1988-89年、1989-90年とNBAで連覇を果たしたデトロイト・ピストンズは、その強固かつフィジカルなディフェンスなどから“バッドボーイズ”と呼ばれた。

当時、NBAの新たなスーパースターとして台頭してきたマイケル・ジョーダンは、その圧倒的な個人能力で着々とNBA制覇を目論んでいた。しかし最初の3連覇を果たす前に、このピストンズに長く苦しめられることとなる。

この間、両者がプレイオフで対戦したのは4回。最初の3年はピストンズが考案した“ジョーダンルール”が見事にはまり、彼らの優勝を阻んだ。

当時すでに最強のオフェンスマシーンであったジョーダンを封じた、ジョーダンルールの概要はこうだ。

https://youtu.be/p2v0LOhjsJs

出典: youtu.be

・ジョーダンがゴールに対して真正面でボールを保持したら、“左ドライブ”をさせるように仕向け、その後ダブルチーム
・左45°でボールを保持したら、ミドルラインにドライブするよう仕向け、ダブルチー
・ポストでボールを保持したら、ダブルチーム
・ドライブに対してはダブルチームを仕掛ける。時には3〜4人がかりで

この決まりごとを徹底するほか、ジョー・デュマースとデニス・ロッドマンに交互にマークさせ、片方のディフェンスにジョーダンが対応してきたら、マークを交代して手こずらせる。やむを得ない場合はハードファウルでストップ。また、ピストンズのオフェンスではジョーダンの所ばかりを攻めて、体力を消耗させる。さらには、ボールが無い所で身体接触を繰り返した。

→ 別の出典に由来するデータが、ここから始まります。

PR #153, opened 2020-09-15
Setup Spring JPA Envers audit logging for monitors

harageth:
This PR serves as a basis for how we can setup Spring JPA-Envers style audit logging. This information will be placed in our `docs/proposals` I just wanted a draft PR to reference.

Ultimately this is very simple. You have to tell the base class that it needs to utilize an Envers style factory when instantiating the JPA repositories. 

For each repository we need audited we extend the `RevisionRepository`

We also need to add the `@Audited` annotation with the `@EntityListeners(AuditingEntityListener.class)` annotation to each entity object we want audited. While also adding
```
    @Transient
    private RevisionMetadata<Integer> editVersion;
```
To the class as well. The @CreatedBy annotation shows Spring where to inject the user on create operations. 

Curiously I had set `ddl-auto:true` but accidentally reverted it before I ran this and it still generated the audit tables. 

I do want to point out the fact that the audit table utilizes the same schema as the actual table, and while this is helpful for giving us more granular data that is easier to search through, it also means that when updating the schema of anything in the database the audit table is going to take a long time to update. Part of our data governance strategy should be an understanding of data retention in the audit table and clearing that out. If only to allow us to update the schema more easily. 

# TODO
- [ ] Fix Spring Security to pass through into the microservices so JPA can automatically inject who was doing what.
- [ ] Link to article for injecting not just the authorized user but the impersonation information as well
- [ ] Link to docs showing how to set this up to send data to a different data source
- [ ] Pull the schema information from the audit tables generated by JPA and create flyway migrations out of it

### DIFF
--- a/src/main/java/com/rackspace/salus/telemetry/entities/Monitor.java
+++ b/src/main/java/com/rackspace/salus/telemetry/entities/Monitor.java
@@ -12,6 +12,7 @@
  * WITHOUT WARRANTIES OR CONDITIONS OF ANY KIND, either express or implied.
  * See the License for the specific language governing permissions and
  * limitations under the License.
+ *
  */
 
 package com.rackspace.salus.telemetry.entities;
@@ -33,6 +34,7 @@ import javax.persistence.CollectionTable;
 import javax.persistence.Column;
 import javax.persistence.ElementCollection;
 import javax.persistence.Entity;
+import javax.persistence.EntityListeners;
 import javax.persistence.EnumType;
 import javax.persistence.Enumerated;
 import javax.persistence.FetchType;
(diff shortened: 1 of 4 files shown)


itzg:
Some random initial notes:

- That is indeed odd that it still auto created the audit tables since the third/info box at the start of [this section](https://docs.jboss.org/hibernate/orm/current/userguide/html_single/Hibernate_User_Guide.html#envers-basics) says it should only do that when using create/update auto DDL mode. Maybe the previous copy of the file was still lingering in the maven `target` directory.
- I think it would have been nice if they had serialized the entity at each revision to JSON and then stored those in a single, universal audit table by revision. The table-per-entity concept makes sense when the schema is not changing; however, for reasons including the one you mentioned, it doesn't elegantly handle schema migration. For example, an old revision of an entity would be somewhat misleading since it would have to be structured with the newest schema, even though that entity's revision didn't have some of those columns at the time of capture.
- I wonder if we can borrow some of their integration techniques, like the listeners, and do our own schema-migration tolerant version? When retrieving the audit trail of a given entity, I'm not too concerned with retrieving it as a fully blown JPA entity, but rather the JSON-ish summary is sufficient for the audit visualization.
- With that said, I do like the idea of using a first class solution that is part of Hibernate, so the DIY suggestion is not a casual decision to make
- Even without the schema migration envers, it might be time to think about devising a small microservice that's only purpose is to run the flyway migrations. Then we can let that run however long it needs to, applying the migrations, before doing rolling restarts of the applications depending on the migrations.
- I didn't see yet in the Hibernate Envers docs how you can situate those "_AUD" tables in a separate database instance

src/main/java/com/rackspace/salus/telemetry/entities/Monitor.java
```diff
@@ -156,13 +168,27 @@
...
+    @CreatedDate
     Instant createdTimestamp;
 
     @UpdateTimestamp
     @Column(name="updated_timestamp")
     @NonMetadataField
+    @LastModifiedDate
     Instant updatedTimestamp;
 
+    @Column(name = "created_by")
```
jjbuchan, line 180: We should probably consider creating a `BaseEntity` that contains all these standard fields that any other entity can extend.  Another quick google comes up with a `@MappedSuperclass` annotation that may be helpful for this.

It could include id as well as all the creation/update timestamps/users, etc.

次第にリズムも失っていく。当時、オフェンスのほとんどをジョーダンに頼っていたブルズは修正が利かず、何度も敗北することとなった。

3年連続プレイオフでピストンズ相手に敗北を喫したブルズは、新しく採用した“トライアングルオフェンス”という戦術に磨きをかけ、ジョーダン以外の選手たちが得点を取れるようになり、翌年のプレイオフで見事雪辱を晴らすこととなる。

「やりすぎじゃないのか!?」とも思えるようなジョーダンルールではあったが、そのディフェンス力は本物だったし、今やフィル・ジャクソンの代名詞ともなったトライアングルオフェンスが完成したのは、この戦術のおかげだったのかもしれない。